Phenotype of AV region of embryos of different Bmp4 genotypes. (a,b,c) Normal formation of AV cushions in Bmp4^lacZ/lacZ embryonic hearts. A heart from a Bmp4^lacZ/lacZ embryo with 30 somites is grossly normal when compared with a Bmp4^lacZ/+ heart at the same stage (a). Formation of AV cushions in a Bmp4^lacZ/lacZ embryo (b) parallels that of a Bmp4^lacZ/+ embryonic heart (c). (d,e) Results of section in situ hybridization using a TGFβ2 probe. Expression of TGFβ2 in the AVC of a Bmp4^{cre;loxp-lacZ/tm1} embryonic heart at E12.5 (d) is not altered when compared with the results observed from a wild-type embryonic heart at the same stage (e). (f-i) Frontal sections of Bmp4^{cre;loxp-lacZ/tm1} (f,g) and cTnTCre;Bmp4^loxp-lacZ/+ (h,i) embryonic hearts at E12.5 are stained with DAPI to visualize the nuclei (f,h) and with anti-Ki67 antibody to visualize proliferating cells (g,i).

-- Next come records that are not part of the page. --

Issue #1716, opened 2025-05-28
New "Done!" message induces an error when sourcing completions


ciaccotaco:
### Checklist

- [x] I did not find a related open issue.
- [x] I did not find a solution in the troubleshooting guide: (https://cloud.google.com/kubernetes-engine/enterprise/config-sync/docs/how-to/troubleshooting-config-sync)
- [x] If this issue is time-sensitive, I have submitted a corresponding issue with [GCP support](https://cloud.google.com/support-hub).
- [x] I have attached a [nomos bugreport](https://cloud.google.com/kubernetes-engine/enterprise/config-sync/docs/how-to/nomos-command#bug) to this issue.

### Bug Description

[Feature: add completion message to main command execution](https://github.com/GoogleContainerTools/kpt-config-sync/pull/1631) introduced a `Done!` message at the end of the nomos output.

This introduced an error that was [predicted](https://github.com/GoogleContainerTools/kpt-config-sync/pull/1631#issuecomment-2784937608) by @karlkfi:

> Are there any commands where the STDOUT is piped into another process, like with yaml/json output, where printing done might break the output?

When sourcing `nomos completion`, the command throws the following error:

```bash
$ source <(nomos completion zsh)
/dev/fd/11:213: command not found: Done!
```

I'm curious as to why `Done!` was added.  I cannot view the internal google `http://b` URL.  From a customer's standpoint, this message seems a bit superfluous.

### Additional Diagnostic Information

N/A

### Kubernetes Cluster Type/Version

- k8s version: 1.32
- Type of k8s cluster (GKE, EKS, etc): GKE
- If GKE, standard or autopilot: standard

### Config Sync Version

1.21.0-rc.2

### Steps to reproduce the issue

Run `source <(nomos completion zsh)`

mikebz:
thanks for reporting this!  Do you happen to have a PR or are just looking to get a fix in the next release?

sdowell:
Fixed by https://github.com/GoogleContainerTools/kpt-config-sync/pull/1717

PR #1725, opened 2025-05-30
feat: Add --format flag to nomos status

Camila-B:
* This PR adds the `--format` flag to allow users to specify the output format of the `nomos status` command. It currently only supports the `json` format with `tabular` being the default format used.
* b/261152515

### DIFF
--- a/cmd/nomos/status/status.go
+++ b/cmd/nomos/status/status.go
@@ -16,6 +16,7 @@ package status
 
 import (
 	"context"
+	"encoding/json"
 	"errors"
 	"fmt"
 	"io"
@@ -44,7 +45,8 @@ var (
 	pollingInterval time.Duration
 	namespace       string
 	resourceStatus  bool
-	name            string
+	syncName        string
+	format          string
 )
 
 func init() {
@@ -53,7 +55,8 @@ func init() {
 	Cmd.Flags().DurationVar(&pollingInterval, "poll", 0*time.Second, "Continuously polls for status updates at the specified interval. If not provided, the command runs only once. Example: --poll=30s for polling every 30 seconds")
 	Cmd.Flags().StringVar(&namespace, "namespace", "", "Filters the status output by the specified RootSync or RepoSync namespace. If not provided, displays status for all RootSync and RepoSync objects.")
 	Cmd.Flags().BoolVar(&resourceStatus, "resources", true, "Displays detailed status for individual resources managed by RootSync or RepoSync objects. Defaults to true.")
-	Cmd.Flags().StringVar(&name, "name", "", "Filters the status output by the specified RootSync or RepoSync name.")
+	Cmd.Flags().StringVar(&syncName, "name", "", "Filters the status output by the specified RootSync or RepoSync name.")
+	Cmd.Flags().StringVar(&format, "format", "", fmt.Sprintf("Output format. Accepts '%s'.", flags.OutputJSON))
 }
 
 // SaveToTempFile writes the `nomos status` output into a temporary file, and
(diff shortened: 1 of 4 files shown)


e2e/testcases/cli_test.go
```diff
@@ -1167,6 +1167,22 @@ func TestNomosStatus(t *testing.T) {
...
+
+	// get status
+	cmd := nt.Shell.Command("nomos", "status", "--format", "json")
+	out, err := cmd.CombinedOutput()
+	if err != nil {
+		nt.T.Log(string(out))
+		nt.T.Fatal(err)
+	}
+
+	if !strings.Contains(string(out), `"status": "SYNCED"`) {
```
sdowell, line 1181: If the output is stable, can we compare this to a static string so that the expected output is obvious to the reader?

ditto below

sdowell:
> Question: how does the e2e tests get around the fact that its launching a built binary? I remember at times the nomos API surface changes and the tests were broken. Is it solved in this case?
---
> how does the e2e tests get around the fact that its launching a built binary?

Binaries (docker images and nomos cli) are built before the e2e tests run

> I remember at times the nomos API surface changes and the tests were broken. Is it solved in this case?

I'm not sure what you're referring to

mikebz:
> I'm not sure what you're referring to

https://github.com/GoogleContainerTools/kpt-config-sync/pull/816

this commit was because the test passed locally but failed on CI: https://github.com/GoogleContainerTools/kpt-config-sync/pull/816/commits/b06bb4e101a9c9bab72474ddaacf75c7c1c71569

sdowell:
> #816
> 
> this commit was because the test passed locally but failed on CI: [b06bb4e](https://github.com/GoogleContainerTools/kpt-config-sync/commit/b06bb4e101a9c9bab72474ddaacf75c7c1c71569)

The Go e2e tests themselves don't build the binaries (docker images or CLI), so when testing locally you need to make sure you've built the relevant artifacts first. The entrypoints used by the presubmits build all of the binaries before executing the tests. It's possible that there may have been a CI issue in the past but it's currently WAI

e2e/testcases/cli_test.go
Camila-B: Most of the output is stable. However, there are some fields that are not static ex. `commit` and `lastSyncTimestamp`. Should I still use static strings to compare the fields that don't change with each test run?

sdowell: My suggestion would be to unmarshal the output and diff the whole output against an expected `map[string]interface{}`. The fields which aren't stable can be ignored in the diff

Unmarshalling the output asserts that the output is valid JSON and can be ingested programmatically (catching issues like https://github.com/GoogleContainerTools/kpt-config-sync/issues/1716), and diffing against an expected object explicitly validates/documents the fields/structure

cmd/nomos/status/status.go
```diff
@@ -53,7 +55,8 @@ func init() {
 	Cmd.Flags().DurationVar(&pollingInterval, "poll", 0*time.Second, "Continuously polls for status updates at the specified interval. If not provided, the command runs only once. Example: --poll=30s for polling every 30 seconds")
 	Cmd.Flags().StringVar(&namespace, "namespace", "", "Filters the status output by the specified RootSync or RepoSync namespace. If not provided, displays status for all RootSync and RepoSync objects.")
 	Cmd.Flags().BoolVar(&resourceStatus, "resources", true, "Displays detailed status for individual resources managed by RootSync or RepoSync objects. Defaults to true.")
-	Cmd.Flags().StringVar(&name, "name", "", "Filters the status output by the specified RootSync or RepoSync name.")
+	Cmd.Flags().StringVar(&syncName, "name", "", "Filters the status output by the specified RootSync or RepoSync name.")
+	Cmd.Flags().StringVar(&format, "format", "", fmt.Sprintf("Output format. Accepts '%s'.", flags.OutputJSON))
```
sdowell, line 59: The default value should be a string enum rather than empty string (e.g. something like `table`)

Camila-B:
Closing this PR as the FR has been deemed obsolete

PR #1844, opened 2025-08-26
feat: remove legacy monorepo-related code

Camila-B:
* This PR removes most references to the legacy monorepo-related code from the nomos CLI
* Depends on #1822
* b/424602791


cmd/nomos/status/client.go
```diff
@@ -164,67 +164,10 @@ func (c *ClusterClient) clusterStatus(ctx context.Context, cluster, namespace st
 		cs.Error = c.namespaceRepoClusterStatus(ctx, cs, namespace)
 	} else if isOss || (cs.isMulti != nil && *cs.isMulti) {
 		c.multiRepoClusterStatus(ctx, cs)
-	} else {
-		c.monoRepoClusterStatus(ctx, cs)
```
sdowell, line 168: What does the behavior here look like now if someone were to run this against a legacy cluster with monorepo installed?

I think it may be a better UX to surface a warning/error message in this case to help make the user aware of the legacy installation

cmd/nomos/status/status.go
```diff
@@ -148,9 +148,10 @@ func clusterStates(ctx context.Context, clientMap map[string]*ClusterClient) (ma
 			stateMap[name] = unavailableCluster(name)
```
tiffanny29631: This function name is identical to the one in client.go, which could cause confusion. Let's refactor it to be more specific about its purpose here.

cmd/nomos/status/client.go
tiffanny29631: Fly by comment: It eventually gets called in the printStatus where the mono repo notice will be attached,  should be good?

tiffanny29631 (commented):
Mostly lgtm with nit only, as long as the removal of the mono status does not break the current tests.

cmd/nomos/status/status.go
Camila-B: Which function name?

tiffanny29631: Ah I misread, it's clusterStates and clusterStatus, nevermind.

cmd/nomos/status/client.go
Camila-B: Yes that's correct. I added a unit test for `clusterStates` which also validates the behavior

cmd/nomos/status/status_test.go
```diff
@@ -0,0 +1,286 @@
...
+	"kpt.dev/configsync/pkg/api/configsync/v1beta1"
+	"kpt.dev/configsync/pkg/core"
+	"kpt.dev/configsync/pkg/core/k8sobjects"
+	csfake "kpt.dev/configsync/pkg/generated/clientset/versioned/fake"
+	"kpt.dev/configsync/pkg/kinds"
+	"sigs.k8s.io/controller-runtime/pkg/client"
+	"sigs.k8s.io/controller-runtime/pkg/client/fake"
+)
+
+func newTestClusterClient(t *testing.T, k8sObjs []runtime.Object, csObjs []runtime.Object, cmObj *unstructured.Unstructured) *ClusterClient {
```
sdowell, line 48: Rather than 3 separate arguments, how about a single `objs ...runtime.Object` argument?

cmd/nomos/status/client.go
sdowell: Thanks for adding the new unit tests!

I don't think we have complete test coverage for this scenario currently, but it looks like the code would segfault on [this line](https://github.com/GoogleContainerTools/kpt-config-sync/blob/v1.22.0/cmd/nomos/status/status.go#L186) when trying to print the status table.

I'm thinking we could surface a table entry with an informative message/error, and retain the current assumption that a table entry is emitted for each cluster name that is passed in. WDYT?

cmd/nomos/status/status_test.go
Camila-B: The issue with combining all 3 is that `k8sfake.NewClientset` uses its own scheme and doesn't recognize any of the Config Sync types. For example, this is the error message that is surfaced when I try to add all objects to the fake clientset: `panic: no kind is registered for the type v1.Repo in scheme`

cmd/nomos/status/client.go
Camila-B: @sdowell thanks for catching that! I fixed the code so that it handles that case. I also added a new unit test `TestPrintStatus` that validates the behavior with monorepo clusters. Currently, it prints out the monorepo notice at the top of the table.

sdowell: Curious what is the motivation for omitting the monorepo clusters from the table? Ack on it printing the monorepo notice at the top of the table, but I think it would be a preferable UX and more consistent code structure to keep the invariant that exactly one table entry is printed for each cluster that is passed in. WDYT?

What I had in mind was just printing a table entry with a static Status/Error message for each mono repo cluster

Camila-B: I thought that it would be redundant to have a table entry for each monorepo cluster along with the monorepo notice. However, I'm ok with having a table entry for the sake of consistency. I went ahead and updated the code and TestPrintStatus to print an Error in the table for each monorepo cluster

cmd/nomos/status/status.go
```diff
@@ -184,11 +184,14 @@ func printStatus(ctx context.Context, writer *tabwriter.Writer, clientMap map[st
 	// Print status for each cluster.
 	for _, name := range names {
 		state := stateMap[name]
-		if name == currentContext {
-			// Prepend an asterisk for the users' current context
-			state.Ref = "*" + name
+
+		if state != nil {
```
sdowell: This change is no longer needed, right? My understanding is now we are back to the assumption that every cluster state should be valid and non-nil

cmd/nomos/status/client.go
sdowell: Ack SGTM

cmd/nomos/status/client.go
```diff
@@ -165,64 +165,10 @@ func (c *ClusterClient) clusterStatus(ctx context.Context, cluster, namespace st
...
 		cs.status = util.ErrorMsg
-		cs.Error = err.Error()
-		return
-	}
-
-	if len(repoList.Items) == 0 {
-		cs.status = util.UnknownMsg
-		cs.Error = "Repo resource is missing"
-		return
+		cs.Error = "The cluster is still running in the legacy mode"
```
tiffanny29631: "This cluster is running in legacy mono-repo mode, which is no longer supported"

cmd/nomos/status/cluster_state_test.go
```diff
@@ -3073,6 +2993,9 @@ gke_sample-project_europe-west1-b_cluster-2
 		t.Run(tc.name, func(t *testing.T) {
 			var buffer bytes.Buffer
 			name = "root-sync-2"
+			t.Cleanup(func() {
```
tiffanny29631, line 2996: Why resetting the name?

Camila-B: If it's not cleaned up, it affects the results of `TestPrintStatus`. I added a comment to clarify this

cmd/nomos/status/client.go
Camila-B: Done

cmd/nomos/status/status.go
Camila-B: Right. I removed this check

PR #1846, opened 2025-08-27
feat: remove obsolete errors

Camila-B:
Removes errors that are no longer used and marks them as deprecated in `nomoserrors/examples/examples.go`


sdowell (approved):
/lgtm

Panels f and g correspond to the boxed regions of Figure 3c; panels h and i correspond to the boxed regions of Figure 3d. (j) The number of Ki67-positive nuclei as a percentage of total nuclei (mean ± S.E.) of Bmp4^{cre;loxp-lacZ/tm1} embryonic hearts (Cko) is reduced to about 80% of cTnTCre;Bmp4^loxp-lacZ/+ embryonic hearts (Contr). Data were averaged from four embryonic hearts of each strain, and at least 1500 nuclei were counted for each heart. (ca) Common atrium; (v) ventricle; (^*) AV cushions; (#) P = 0.047 < 0.05.